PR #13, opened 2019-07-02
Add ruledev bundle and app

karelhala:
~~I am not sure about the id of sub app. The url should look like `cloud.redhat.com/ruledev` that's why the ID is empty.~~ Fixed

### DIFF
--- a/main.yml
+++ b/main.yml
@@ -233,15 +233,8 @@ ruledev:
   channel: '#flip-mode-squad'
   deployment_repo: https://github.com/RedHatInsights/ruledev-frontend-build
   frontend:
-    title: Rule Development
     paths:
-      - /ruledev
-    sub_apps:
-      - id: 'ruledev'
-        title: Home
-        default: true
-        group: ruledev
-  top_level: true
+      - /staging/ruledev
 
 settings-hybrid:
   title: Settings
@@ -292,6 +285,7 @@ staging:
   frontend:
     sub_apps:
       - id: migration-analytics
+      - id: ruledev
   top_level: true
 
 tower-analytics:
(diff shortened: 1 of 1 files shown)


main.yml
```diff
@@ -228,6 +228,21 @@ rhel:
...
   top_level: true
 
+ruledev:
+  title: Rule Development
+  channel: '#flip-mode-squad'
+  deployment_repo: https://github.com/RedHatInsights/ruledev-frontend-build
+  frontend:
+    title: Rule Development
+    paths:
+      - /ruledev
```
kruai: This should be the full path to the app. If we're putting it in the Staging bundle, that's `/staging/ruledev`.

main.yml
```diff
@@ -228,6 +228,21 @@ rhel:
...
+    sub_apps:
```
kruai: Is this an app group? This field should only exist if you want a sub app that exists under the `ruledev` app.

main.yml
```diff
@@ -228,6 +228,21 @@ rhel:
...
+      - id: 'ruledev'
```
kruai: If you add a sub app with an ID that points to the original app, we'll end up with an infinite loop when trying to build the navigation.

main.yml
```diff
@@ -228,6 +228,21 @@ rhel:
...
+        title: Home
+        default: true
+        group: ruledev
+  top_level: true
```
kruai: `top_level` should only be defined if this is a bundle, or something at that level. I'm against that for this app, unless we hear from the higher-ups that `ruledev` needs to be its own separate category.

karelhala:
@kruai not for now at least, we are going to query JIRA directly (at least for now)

——

Work to be completed: All that belongs in the answer is an exact copy of the lines from the start of the records above through the line with "-292,6 +285,7 @@".

Your response:
PR #13, opened 2019-07-02
Add ruledev bundle and app

karelhala:
~~I am not sure about the id of sub app. The url should look like `cloud.redhat.com/ruledev` that's why the ID is empty.~~ Fixed

### DIFF
--- a/main.yml
+++ b/main.yml
@@ -233,15 +233,8 @@ ruledev:
   channel: '#flip-mode-squad'
   deployment_repo: https://github.com/RedHatInsights/ruledev-frontend-build
   frontend:
-    title: Rule Development
     paths:
-      - /ruledev
-    sub_apps:
-      - id: 'ruledev'
-        title: Home
-        default: true
-        group: ruledev
-  top_level: true
+      - /staging/ruledev
 
 settings-hybrid:
   title: Settings
@@ -292,6 +285,7 @@ staging:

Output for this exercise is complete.